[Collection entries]
=====
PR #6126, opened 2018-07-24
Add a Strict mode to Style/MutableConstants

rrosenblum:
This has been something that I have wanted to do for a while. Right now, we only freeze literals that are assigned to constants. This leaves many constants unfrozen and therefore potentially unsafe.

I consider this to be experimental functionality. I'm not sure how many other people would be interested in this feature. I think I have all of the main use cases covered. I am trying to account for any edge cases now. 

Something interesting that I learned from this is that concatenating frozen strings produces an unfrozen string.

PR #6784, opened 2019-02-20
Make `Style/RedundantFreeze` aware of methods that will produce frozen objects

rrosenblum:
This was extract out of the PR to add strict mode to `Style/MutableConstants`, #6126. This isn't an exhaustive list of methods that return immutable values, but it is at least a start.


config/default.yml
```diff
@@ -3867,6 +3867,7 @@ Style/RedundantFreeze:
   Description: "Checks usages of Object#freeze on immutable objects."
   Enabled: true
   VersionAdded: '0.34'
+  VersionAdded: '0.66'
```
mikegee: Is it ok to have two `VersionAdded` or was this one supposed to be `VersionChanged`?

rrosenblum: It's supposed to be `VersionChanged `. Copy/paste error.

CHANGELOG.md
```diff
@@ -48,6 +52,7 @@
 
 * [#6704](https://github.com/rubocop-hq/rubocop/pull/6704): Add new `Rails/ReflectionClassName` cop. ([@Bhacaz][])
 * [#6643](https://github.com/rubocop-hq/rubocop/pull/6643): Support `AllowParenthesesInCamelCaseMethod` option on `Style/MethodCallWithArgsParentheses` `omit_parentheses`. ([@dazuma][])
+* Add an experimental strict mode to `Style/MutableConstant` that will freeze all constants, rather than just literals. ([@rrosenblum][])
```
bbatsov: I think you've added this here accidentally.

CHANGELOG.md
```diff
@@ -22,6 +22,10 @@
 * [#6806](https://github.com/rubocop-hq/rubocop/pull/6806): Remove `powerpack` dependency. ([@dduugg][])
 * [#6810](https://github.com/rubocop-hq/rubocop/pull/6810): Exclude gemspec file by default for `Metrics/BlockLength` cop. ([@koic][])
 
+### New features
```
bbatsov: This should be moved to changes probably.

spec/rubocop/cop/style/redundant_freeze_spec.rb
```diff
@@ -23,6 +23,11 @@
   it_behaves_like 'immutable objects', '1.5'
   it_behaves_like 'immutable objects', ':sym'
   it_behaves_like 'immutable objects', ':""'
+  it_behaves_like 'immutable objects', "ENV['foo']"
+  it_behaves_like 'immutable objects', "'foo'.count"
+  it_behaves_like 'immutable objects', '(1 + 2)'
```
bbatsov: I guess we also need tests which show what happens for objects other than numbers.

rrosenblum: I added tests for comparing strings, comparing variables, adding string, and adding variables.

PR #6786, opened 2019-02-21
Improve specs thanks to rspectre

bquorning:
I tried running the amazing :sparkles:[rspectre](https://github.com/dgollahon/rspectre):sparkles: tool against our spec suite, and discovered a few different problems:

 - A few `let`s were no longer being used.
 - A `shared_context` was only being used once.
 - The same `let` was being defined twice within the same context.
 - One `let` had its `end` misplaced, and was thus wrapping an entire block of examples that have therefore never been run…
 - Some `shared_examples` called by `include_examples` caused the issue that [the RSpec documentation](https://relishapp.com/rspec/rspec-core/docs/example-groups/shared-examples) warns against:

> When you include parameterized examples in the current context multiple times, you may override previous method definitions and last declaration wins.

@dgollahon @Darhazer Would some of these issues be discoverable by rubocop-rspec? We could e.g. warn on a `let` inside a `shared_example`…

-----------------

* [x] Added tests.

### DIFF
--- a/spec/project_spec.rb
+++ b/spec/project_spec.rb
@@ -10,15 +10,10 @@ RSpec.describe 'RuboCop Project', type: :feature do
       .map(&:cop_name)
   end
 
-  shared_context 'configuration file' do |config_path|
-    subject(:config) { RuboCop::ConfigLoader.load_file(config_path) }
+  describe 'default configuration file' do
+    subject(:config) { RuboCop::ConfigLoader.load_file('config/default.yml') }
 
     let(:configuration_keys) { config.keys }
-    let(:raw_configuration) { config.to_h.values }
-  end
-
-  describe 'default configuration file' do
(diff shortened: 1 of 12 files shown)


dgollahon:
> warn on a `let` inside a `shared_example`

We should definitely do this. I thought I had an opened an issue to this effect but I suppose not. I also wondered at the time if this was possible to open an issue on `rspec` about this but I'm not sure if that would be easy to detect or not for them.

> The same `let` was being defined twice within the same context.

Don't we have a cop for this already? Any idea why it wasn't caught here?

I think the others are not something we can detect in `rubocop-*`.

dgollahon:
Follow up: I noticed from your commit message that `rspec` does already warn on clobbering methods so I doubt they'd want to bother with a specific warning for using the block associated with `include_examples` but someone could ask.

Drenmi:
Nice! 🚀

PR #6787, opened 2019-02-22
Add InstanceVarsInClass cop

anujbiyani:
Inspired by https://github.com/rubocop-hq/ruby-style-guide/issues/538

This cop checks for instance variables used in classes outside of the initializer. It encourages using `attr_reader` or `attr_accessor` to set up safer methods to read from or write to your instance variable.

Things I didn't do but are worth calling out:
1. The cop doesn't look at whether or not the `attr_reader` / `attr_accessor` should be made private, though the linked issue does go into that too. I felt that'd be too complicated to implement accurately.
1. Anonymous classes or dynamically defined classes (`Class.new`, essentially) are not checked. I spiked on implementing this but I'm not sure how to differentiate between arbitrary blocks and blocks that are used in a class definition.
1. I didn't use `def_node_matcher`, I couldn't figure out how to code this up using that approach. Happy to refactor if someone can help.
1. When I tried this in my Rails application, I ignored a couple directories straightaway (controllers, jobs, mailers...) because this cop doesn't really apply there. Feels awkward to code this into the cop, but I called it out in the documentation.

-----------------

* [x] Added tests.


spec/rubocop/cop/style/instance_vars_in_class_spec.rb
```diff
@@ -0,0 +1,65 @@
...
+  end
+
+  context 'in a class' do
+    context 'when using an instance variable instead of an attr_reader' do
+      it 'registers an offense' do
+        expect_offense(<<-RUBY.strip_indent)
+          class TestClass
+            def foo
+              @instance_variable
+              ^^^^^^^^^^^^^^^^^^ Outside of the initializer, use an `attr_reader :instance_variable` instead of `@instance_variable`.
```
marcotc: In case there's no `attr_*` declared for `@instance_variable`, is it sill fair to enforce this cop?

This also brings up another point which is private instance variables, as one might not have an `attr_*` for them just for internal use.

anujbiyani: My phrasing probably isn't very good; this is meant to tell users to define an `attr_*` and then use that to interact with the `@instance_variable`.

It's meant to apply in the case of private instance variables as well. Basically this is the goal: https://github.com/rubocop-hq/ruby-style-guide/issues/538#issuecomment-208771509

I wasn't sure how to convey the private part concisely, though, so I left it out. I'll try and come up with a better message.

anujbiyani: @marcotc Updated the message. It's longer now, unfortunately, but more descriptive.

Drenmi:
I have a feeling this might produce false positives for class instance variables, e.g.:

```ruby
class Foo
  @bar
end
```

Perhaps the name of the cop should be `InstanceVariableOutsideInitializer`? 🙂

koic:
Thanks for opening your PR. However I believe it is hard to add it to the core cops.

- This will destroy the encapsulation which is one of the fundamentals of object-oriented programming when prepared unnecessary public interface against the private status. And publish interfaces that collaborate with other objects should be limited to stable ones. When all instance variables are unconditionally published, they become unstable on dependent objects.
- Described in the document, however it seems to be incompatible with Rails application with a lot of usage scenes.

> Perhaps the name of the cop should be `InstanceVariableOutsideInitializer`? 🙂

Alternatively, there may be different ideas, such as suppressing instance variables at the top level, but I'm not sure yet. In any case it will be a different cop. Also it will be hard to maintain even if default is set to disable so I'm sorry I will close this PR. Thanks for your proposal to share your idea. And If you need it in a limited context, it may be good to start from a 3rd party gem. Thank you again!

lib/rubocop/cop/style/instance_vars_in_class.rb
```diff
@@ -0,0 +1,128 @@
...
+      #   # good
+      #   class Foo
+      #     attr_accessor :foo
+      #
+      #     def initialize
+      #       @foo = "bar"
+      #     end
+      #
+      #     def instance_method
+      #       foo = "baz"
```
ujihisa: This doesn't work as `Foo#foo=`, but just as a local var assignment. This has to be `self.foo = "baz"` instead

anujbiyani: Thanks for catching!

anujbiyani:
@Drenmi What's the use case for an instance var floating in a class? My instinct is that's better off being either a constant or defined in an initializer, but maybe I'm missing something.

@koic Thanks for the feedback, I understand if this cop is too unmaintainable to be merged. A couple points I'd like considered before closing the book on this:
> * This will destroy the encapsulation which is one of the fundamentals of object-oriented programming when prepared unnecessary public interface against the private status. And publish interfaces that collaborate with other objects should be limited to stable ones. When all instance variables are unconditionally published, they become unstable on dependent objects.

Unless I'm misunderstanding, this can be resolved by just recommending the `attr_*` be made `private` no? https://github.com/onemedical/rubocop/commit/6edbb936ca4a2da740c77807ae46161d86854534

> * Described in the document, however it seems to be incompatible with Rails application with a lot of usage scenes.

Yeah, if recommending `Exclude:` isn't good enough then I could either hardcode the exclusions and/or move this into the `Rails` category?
=====
Every line above that includes the word "them" should be listed.

We should definitely do this. I thought I had an opened an issue to this effect but I suppose not. I also wondered at the time if this was possible to open an issue on `rspec` about this but I'm not sure if that would be easy to detect or not for them.
This also brings up another point which is private instance variables, as one might not have an `attr_*` for them just for internal use.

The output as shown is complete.